• Study material:
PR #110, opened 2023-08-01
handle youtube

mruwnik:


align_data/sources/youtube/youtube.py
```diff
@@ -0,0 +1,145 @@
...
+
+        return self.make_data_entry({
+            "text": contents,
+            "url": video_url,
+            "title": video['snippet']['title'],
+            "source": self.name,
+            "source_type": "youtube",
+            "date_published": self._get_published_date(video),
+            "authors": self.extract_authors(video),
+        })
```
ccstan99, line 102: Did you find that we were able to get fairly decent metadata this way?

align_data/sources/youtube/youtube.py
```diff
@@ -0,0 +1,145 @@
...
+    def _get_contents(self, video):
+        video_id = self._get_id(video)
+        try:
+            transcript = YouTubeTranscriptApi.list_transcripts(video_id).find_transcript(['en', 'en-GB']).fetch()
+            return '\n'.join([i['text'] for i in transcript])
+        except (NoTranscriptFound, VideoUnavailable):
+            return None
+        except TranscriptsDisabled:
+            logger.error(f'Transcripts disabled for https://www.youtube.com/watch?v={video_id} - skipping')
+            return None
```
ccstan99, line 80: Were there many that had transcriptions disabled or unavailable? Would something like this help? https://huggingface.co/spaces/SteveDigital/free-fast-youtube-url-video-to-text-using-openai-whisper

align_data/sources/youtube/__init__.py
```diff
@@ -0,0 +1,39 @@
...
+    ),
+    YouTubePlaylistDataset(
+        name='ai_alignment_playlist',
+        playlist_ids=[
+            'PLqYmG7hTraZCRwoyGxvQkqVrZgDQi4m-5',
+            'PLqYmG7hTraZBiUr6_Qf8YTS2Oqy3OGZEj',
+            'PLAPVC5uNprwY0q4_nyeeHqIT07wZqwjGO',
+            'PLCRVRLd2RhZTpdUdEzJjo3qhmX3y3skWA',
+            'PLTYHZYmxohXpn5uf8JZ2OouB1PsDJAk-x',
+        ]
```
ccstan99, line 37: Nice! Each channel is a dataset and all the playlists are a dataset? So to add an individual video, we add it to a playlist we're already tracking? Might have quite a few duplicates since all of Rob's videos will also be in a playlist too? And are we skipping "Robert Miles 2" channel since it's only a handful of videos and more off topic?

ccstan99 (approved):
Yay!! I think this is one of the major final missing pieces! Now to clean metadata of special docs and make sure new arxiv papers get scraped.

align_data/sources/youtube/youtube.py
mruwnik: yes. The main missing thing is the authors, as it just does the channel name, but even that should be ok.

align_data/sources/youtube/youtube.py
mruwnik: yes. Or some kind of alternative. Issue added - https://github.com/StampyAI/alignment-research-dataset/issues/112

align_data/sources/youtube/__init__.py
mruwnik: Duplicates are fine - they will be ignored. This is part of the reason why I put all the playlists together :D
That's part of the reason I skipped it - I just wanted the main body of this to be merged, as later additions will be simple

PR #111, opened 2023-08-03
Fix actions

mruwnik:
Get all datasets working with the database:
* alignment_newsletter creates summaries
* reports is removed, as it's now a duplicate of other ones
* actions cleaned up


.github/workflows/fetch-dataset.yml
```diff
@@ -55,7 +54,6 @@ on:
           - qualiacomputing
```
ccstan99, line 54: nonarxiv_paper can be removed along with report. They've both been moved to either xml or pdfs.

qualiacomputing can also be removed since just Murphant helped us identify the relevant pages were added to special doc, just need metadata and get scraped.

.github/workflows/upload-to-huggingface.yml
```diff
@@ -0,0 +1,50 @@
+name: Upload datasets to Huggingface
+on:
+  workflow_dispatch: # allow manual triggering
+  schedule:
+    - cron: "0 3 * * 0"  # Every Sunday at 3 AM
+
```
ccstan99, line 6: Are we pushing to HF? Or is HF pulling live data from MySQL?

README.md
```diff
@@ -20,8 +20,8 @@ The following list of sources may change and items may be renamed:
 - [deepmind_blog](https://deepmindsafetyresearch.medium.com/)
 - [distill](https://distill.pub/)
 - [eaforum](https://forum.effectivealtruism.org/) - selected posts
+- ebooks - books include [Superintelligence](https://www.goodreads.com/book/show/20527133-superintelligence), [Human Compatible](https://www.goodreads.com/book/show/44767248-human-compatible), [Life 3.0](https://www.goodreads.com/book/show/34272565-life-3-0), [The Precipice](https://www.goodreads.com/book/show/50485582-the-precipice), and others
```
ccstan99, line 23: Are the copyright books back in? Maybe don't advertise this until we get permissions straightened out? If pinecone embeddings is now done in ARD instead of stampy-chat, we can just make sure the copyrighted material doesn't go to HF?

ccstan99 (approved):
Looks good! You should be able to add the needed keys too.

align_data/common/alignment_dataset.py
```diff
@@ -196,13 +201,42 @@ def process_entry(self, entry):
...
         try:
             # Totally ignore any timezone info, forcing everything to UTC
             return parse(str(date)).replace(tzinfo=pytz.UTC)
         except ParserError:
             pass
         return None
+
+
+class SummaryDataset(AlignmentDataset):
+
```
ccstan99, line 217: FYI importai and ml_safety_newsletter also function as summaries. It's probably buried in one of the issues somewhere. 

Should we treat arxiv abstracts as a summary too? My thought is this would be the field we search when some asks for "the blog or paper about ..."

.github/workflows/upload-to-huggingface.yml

--

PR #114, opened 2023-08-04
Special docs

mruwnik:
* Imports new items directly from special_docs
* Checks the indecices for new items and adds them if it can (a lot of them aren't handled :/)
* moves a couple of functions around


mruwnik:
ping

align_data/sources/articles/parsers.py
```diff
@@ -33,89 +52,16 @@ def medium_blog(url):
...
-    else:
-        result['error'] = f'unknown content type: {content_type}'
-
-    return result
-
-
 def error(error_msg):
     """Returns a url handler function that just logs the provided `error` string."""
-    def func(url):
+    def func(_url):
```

• What needs to be done:
Nothing but a number should be given: how many lines of the material contain "authors".

• Solution to this problem:
2